Friedrich looked around. The war correspondent who had just returned from the front was talking with a lieutenant, a lawyer in mufti, about the excellent equipment of the troops. He wanted next to go to Belgium and describe the victory parade. A Liberal deputy, middle-aged and at that time not liable for service, was explaining to a one-year volunteer, to whom it was of no concern, that the war would constitute the final overthrow of clericalism and that non-denominational schools would come about in a matter of weeks. The ironic author was now talking to Hilde. He had left the young cavalryman sitting in silence, and although their chairs were touching the literary man was separated from the officer by a whole world, a world that abounded with French writings of the Enlightenment. The writer now wore round his mouth a smile that could be put on and taken off like a moustache-trainer, one that he used to make an impression on women. His suit, his deportment, his hairstyle, were the careful work of an entire morning. Out of sceptical protest he wore his elegant civilian suit, for which he had a special permit in his pocket. But it was as provocative as an injustice in contrast with the entire uniformed world. The painstakingness revealed by the knot of his necktie alone was a demonstration against the confusion of a whole epoch. The glance, full of gentle appraisal, with which he followed Hilde’s gestures and seemed to note them behind his forehead, held the melancholy renunciation of a critical genius who had yielded to the censor and was compelled to conceal deep within himself the many witticisms that occurred to him at every communiqué from the front. Friedrich hated him even more than the painter.

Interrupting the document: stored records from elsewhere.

PR #5276, opened 2023-11-30
[#5275] non-existent user for res copy/version

### LINKED ISSUE #5275: versioning a resource fails when author is no longer hs user
**Description of the bug**
Try to version this resource: https://beta.hydroshare.org/resource/2836494ee75e43a9bfb647b37260e461/
```
  File "/hydroshare/hs_core/tasks.py", line 803, in create_new_version_resource_task
    utils.copy_and_create_metadata(ori_res, new_res)
  File "/hydroshare/hs_core/hydroshare/utils.py", line 553, in copy_and_create_metadata
    dest_res.metadata.copy_all_elements_from(src_res.metadata, exclude_elements)
  File "/hydroshare/hs_core/models.py", line 4637, in copy_all_elements_from
    self.create_element(element_name, **element_args)
  File "/hydroshare/hs_core/models.py", line 4788, in create_element
    element = model_type.model_class().create(**kwargs)
  File "/hydroshare/hs_core/models.py", line 551, in create
    validate_hydroshare_user_id(hs_user_id)
  File "/hydroshare/hs_core/models.py", line 137, in validate_hydroshare_user_id
    raise ValidationError(err_message)
django.core.exceptions.ValidationError: ['1829 is not a valid id for hydroshare user']

During handling of the above exception, another exception occurred:

  File "/usr/local/lib/python3.9/site-packages/celery/app/trace.py", line 451, in trace_task
    R = retval = fun(*args, **kwargs)
  File "/usr/local/lib/python3.9/site-packages/celery/app/trace.py", line 734, in __protected_call__
    return self.run(*args, **kwargs)
  File "/hydroshare/hs_core/tasks.py", line 836, in create_new_version_resource_task
    raise utils.ResourceVersioningException(str(ex))
hs_core.hydroshare.utils.ResourceVersioningException: ['1829 is not a valid id for hydroshare user']
```

The resourcemetadata.xml contains:
```
    <dc:creator>
      <rdf:Description>
        <hsterms:organization>UT Austin Center for Water and the Environment</hsterms:organization>
        <hsterms:phone></hsterms:phone>
        <hsterms:hydroshare_user_id rdf:datatype="http://www.w3.org/2001/XMLSchema#integer">1829</hsterms:hydroshare_user_id>
        <hsterms:description rdf:datatype="http://www.w3.org/2001/XMLSchema#integer">1829</hsterms:description>
        <hsterms:creatorOrder rdf:datatype="http://www.w3.org/2001/XMLSchema#integer">2</hsterms:creatorOrder>
        <hsterms:homepage></hsterms:homepage>
        <hsterms:address></hsterms:address>
        <hsterms:name>Erika Boghici</hsterms:name>
        <hsterms:email>e.boghici@austin.utexas.edu</hsterms:email>
      </rdf:Description>
    </dc:creator>
```
The `hydroshare_user_id` is no longer valid. That causes the versioning to fail

**Expected behavior**
Versioning should succeed

**Additional information**
HS 2.11.1

devincowan:
Resolves #5275 
Prevents delete of a user account from the admin panel if the user is a creator on a published resource.
Also allows resource copy/version to succeed even if one of the creators on the resource has been deleted.

### Pull Request Checklist: 

- [x] Automated Testing

- [x] Passing Jenkins Build

### Positive Test Case
1. Add a user "User1" as an author on a resource "Res1"
2. Use the admin panel to delete User1
3. Version "Res1"
4. See that versioning succeeds
5. Create a copy of "Res1"
6. See that copy succeeds
7. Create add "User2" as an author on a resource "Res2"
8. Publish Res2
9. Using the admin panel, attempt to delete User2
10. See that you cannot delete User2 because they are a Creator on a published resource

### DIFF
--- a/hs_composite_resource/tests/test_composite_resource.py
+++ b/hs_composite_resource/tests/test_composite_resource.py
@@ -3493,6 +3493,50 @@ class CompositeResourceTest(
         self.assertIsNone(creator_to_check.hydroshare_user_id)
         self.assertFalse(creator_to_check.is_active_user)
 
+    def test_version_resource_unpublished_deleted_user(self):
+        """Here we are testing versioning an unpublished resource
+        when a creator's user account has been deleted.
+        """
+        self.create_composite_resource()
+        # add a file to the resource
+        self.add_file_to_resource(file_to_add=self.generic_file)
+
+        # add another creator
+        metadata = self.composite_resource.metadata
+        author_account = hydroshare.create_account(
+            "author@nowhere.com",
+            username="author",
+            password='mypassword1',
+            first_name="Creator_FirstName",
+            last_name="Creator_LastName",
+            superuser=False,
+            groups=[self.group],
+        )
+        creator = metadata.create_element("creator",
+                                          name=f"{author_account.last_name}, {author_account.first_name}",
+                                          email=author_account.email,
+                                          hydroshare_user_id=author_account.id)
+
+        # Delete the creator's user account
+        author_account.delete()
+
+        # Version the resource
+        new_composite_resource = hydroshare.create_empty_resource(
+            self.composite_resource.short_id, self.user
+        )
+        new_composite_resource = hydroshare.create_new_version_resource(
+            self.composite_resource, new_composite_resource, self.user
+        )
+        # there should be 2 creators now
+        self.assertEqual(new_composite_resource.metadata.creators.count(), 2)
+
+        creator_to_check = new_composite_resource.metadata.creators.all().filter(email=author_account.email).first()
+        self.assertNotEqual(creator_to_check, None)
+        self.assertEqual(creator_to_check.name, creator.name)
+        self.assertEqual(creator_to_check.email, creator.email)
+        self.assertIsNone(creator_to_check.hydroshare_user_id)
+        self.assertFalse(creator_to_check.is_active_user)
+
     def test_version_resource_immunity_published(self):
         self.create_composite_resource()
         # add a file to the resource
--- a/hs_composite_resource/tests/test_composite_resource.py
+++ b/hs_composite_resource/tests/test_composite_resource.py
@@ -13,7 +13,6 @@ from django.urls import reverse
 from rest_framework import status
 
 from hs_composite_resource.models import CompositeResource
-from django.contrib.auth.models import User
 from hs_core import hydroshare
 from hs_core.hydroshare.utils import (
     ResourceVersioningException,
@@ -3475,7 +3474,7 @@ class CompositeResourceTest(
         self.composite_resource.raccess.save()
 
         # Delete the creator's user account
-        User.objects.filter(pk=author_account.id).first().delete()
+        author_account.delete()
 
         # Version the resource
         new_composite_resource = hydroshare.create_empty_resource(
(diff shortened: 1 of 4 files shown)


hs_core/admin.py
```diff
@@ -1,11 +1,54 @@
...
+            c = Creator.objects.get(hydroshare_user_id=obj.id)
+            published_resources = BaseResource.objects.filter(object_id=c.content_object.id, raccess__published=True)
+        except Creator.DoesNotExist:
+            published_resources = None
+        if published_resources:
+            res_ids = ", ".join(str(res.short_id) for res in published_resources)
+            message = f"Can't delete user. They are a creator of published resource(s): {res_ids}"
+            self.message_user(request, message, messages.ERROR)
+            # https://github.com/django/django/blob/3.2/django/contrib/admin/actions.py#L46-L48C27
+            return False
```
devincowan, line 28: I couldn't find a way to prevent the default success message:
image

devincowan, line 28: image
I couldn't find a way to prevent the green success message

hs_core/models.py
```diff
@@ -134,7 +138,7 @@ def validate_hydroshare_user_id(value):
 
         # check the user exists for the provided user id
         if not User.objects.filter(pk=value).exists():
-            raise ValidationError(err_message)
+            raise UserValidationError(err_message)
```
pkdash, line 141: This change may cause issue where the `create()` function of the `Party` model is being used and there it probably is looking for `ValidationError` only.

hs_core/admin.py
```diff
@@ -1,11 +1,58 @@
...
+
+    def delete_model(self, request, obj):
+        # prevent user delete if user is an owner/author on a published resource
+        published_resources = None
+        try:
+            creators = Creator.objects.filter(hydroshare_user_id=obj.id)
+            for c in creators:
+                published_resources = BaseResource.objects.filter(
+                    object_id=c.content_object.id, raccess__published=True)
+        except Creator.DoesNotExist:
```
pkdash, line 24: I am not seeing why this exception will be raised.

hs_composite_resource/tests/test_composite_resource.py
```diff
@@ -3444,6 +3444,55 @@ def test_version_resource_immunity_unpublished(self):
         )
         self.assertFalse(ori_res.raccess.immutable)
 
+    def test_version_resource_published_deleted_user(self):
```
pkdash, line 3447: Should there be a test for versioning an unpublished resource with a deleted creator?

pkdash (commented):
Left couple of comments for your consideration. Thanks.

hs_core/models.py
devincowan: I thought it looked like we handle all Exceptions during metadata creation
https://github.com/hydroshare/hydroshare/blob/2.11/hs_core/views/__init__.py#L626-L644C52

devincowan: Also, UserValidationError is a subclass of ValidationError so the Party model would catch UserValidationError even if it `except ValidationError`

pkdash: You are right - since the new exception class is a subclass, it should work.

He looked at Hilde. A slight flush, which darkened the brown of her cheeks, disclosed that she felt herself to be the centre of a circle of the elect who adored her and whom she herself venerated, and Friedrich asked himself if there was a causal connection between the adoration that pleased her and the veneration she rendered in return. She seemed strange and remote and almost hostile to him in the midst of these others. He would have liked to extract the immediate significance of every movement she made in order to detach her from her connection with this world, and the meaning of every word she said so that her beloved voice might continue as nothing but an innocuous sound. He loved her voice, but not her words. He loved her eyes, but hated what they recorded.